Collected data entries
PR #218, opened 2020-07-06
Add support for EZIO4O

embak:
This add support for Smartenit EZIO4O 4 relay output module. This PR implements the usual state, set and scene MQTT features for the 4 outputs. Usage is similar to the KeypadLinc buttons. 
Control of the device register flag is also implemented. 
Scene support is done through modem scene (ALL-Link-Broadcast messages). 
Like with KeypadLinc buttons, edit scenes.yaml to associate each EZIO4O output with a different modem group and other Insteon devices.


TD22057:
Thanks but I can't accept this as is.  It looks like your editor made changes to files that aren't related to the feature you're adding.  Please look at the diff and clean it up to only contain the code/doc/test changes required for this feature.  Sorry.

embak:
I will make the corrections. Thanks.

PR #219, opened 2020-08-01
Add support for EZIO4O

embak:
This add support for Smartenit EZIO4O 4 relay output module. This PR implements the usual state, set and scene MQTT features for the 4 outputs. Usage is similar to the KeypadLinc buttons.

* * *

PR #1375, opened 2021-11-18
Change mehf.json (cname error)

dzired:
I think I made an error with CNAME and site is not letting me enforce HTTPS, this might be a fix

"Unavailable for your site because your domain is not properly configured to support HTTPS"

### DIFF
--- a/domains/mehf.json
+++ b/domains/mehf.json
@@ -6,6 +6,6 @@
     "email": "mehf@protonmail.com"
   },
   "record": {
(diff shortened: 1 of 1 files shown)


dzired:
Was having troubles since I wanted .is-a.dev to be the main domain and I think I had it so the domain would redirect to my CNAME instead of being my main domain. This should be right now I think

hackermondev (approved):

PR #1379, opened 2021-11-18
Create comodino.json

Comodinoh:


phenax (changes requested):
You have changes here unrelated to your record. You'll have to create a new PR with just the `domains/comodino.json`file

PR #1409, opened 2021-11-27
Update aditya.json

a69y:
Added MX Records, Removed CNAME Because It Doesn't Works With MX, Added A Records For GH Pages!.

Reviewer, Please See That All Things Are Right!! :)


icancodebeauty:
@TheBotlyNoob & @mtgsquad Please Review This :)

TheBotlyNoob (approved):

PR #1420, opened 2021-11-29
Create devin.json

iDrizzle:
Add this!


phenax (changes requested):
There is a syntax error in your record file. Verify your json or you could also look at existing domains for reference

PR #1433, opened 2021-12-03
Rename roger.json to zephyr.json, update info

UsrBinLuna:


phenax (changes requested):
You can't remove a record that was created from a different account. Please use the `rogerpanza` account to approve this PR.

...

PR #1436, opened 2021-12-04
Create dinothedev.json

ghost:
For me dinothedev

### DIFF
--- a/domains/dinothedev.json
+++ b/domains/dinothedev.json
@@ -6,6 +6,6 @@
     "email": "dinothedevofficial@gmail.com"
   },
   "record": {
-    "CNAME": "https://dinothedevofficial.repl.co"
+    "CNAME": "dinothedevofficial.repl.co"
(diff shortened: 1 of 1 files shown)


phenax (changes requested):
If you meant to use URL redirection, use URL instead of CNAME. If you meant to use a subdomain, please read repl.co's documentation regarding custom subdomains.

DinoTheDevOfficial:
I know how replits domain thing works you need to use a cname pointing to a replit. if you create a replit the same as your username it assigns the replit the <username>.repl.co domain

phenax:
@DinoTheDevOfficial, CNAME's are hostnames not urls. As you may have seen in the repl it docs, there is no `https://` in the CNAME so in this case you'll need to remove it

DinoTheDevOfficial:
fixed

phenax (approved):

Goal of the exercise: Look through the data above and return exactly the lines from the one that contains "Change mehf.json (cname error)" to the one that contains "You can't remove", inclusive, with nothing else.

Answer for this exercise:
Change mehf.json (cname error)

dzired:
I think I made an error with CNAME and site is not letting me enforce HTTPS, this might be a fix

"Unavailable for your site because your domain is not properly configured to support HTTPS"

### DIFF
--- a/domains/mehf.json
+++ b/domains/mehf.json
@@ -6,6 +6,6 @@
     "email": "mehf@protonmail.com"
   },
   "record": {
(diff shortened: 1 of 1 files shown)


dzired:
Was having troubles since I wanted .is-a.dev to be the main domain and I think I had it so the domain would redirect to my CNAME instead of being my main domain. This should be right now I think

hackermondev (approved):

PR #1379, opened 2021-11-18
Create comodino.json

Comodinoh:


phenax (changes requested):
You have changes here unrelated to your record. You'll have to create a new PR with just the `domains/comodino.json`file

PR #1409, opened 2021-11-27
Update aditya.json

a69y:
Added MX Records, Removed CNAME Because It Doesn't Works With MX, Added A Records For GH Pages!.

Reviewer, Please See That All Things Are Right!! :)


icancodebeauty:
@TheBotlyNoob & @mtgsquad Please Review This :)

TheBotlyNoob (approved):

PR #1420, opened 2021-11-29
Create devin.json

iDrizzle:
Add this!


phenax (changes requested):
There is a syntax error in your record file. Verify your json or you could also look at existing domains for reference

PR #1433, opened 2021-12-03
Rename roger.json to zephyr.json, update info

UsrBinLuna:


phenax (changes requested):
You can't remove a record that was created from a different account. Please use the `rogerpanza` account to approve this PR.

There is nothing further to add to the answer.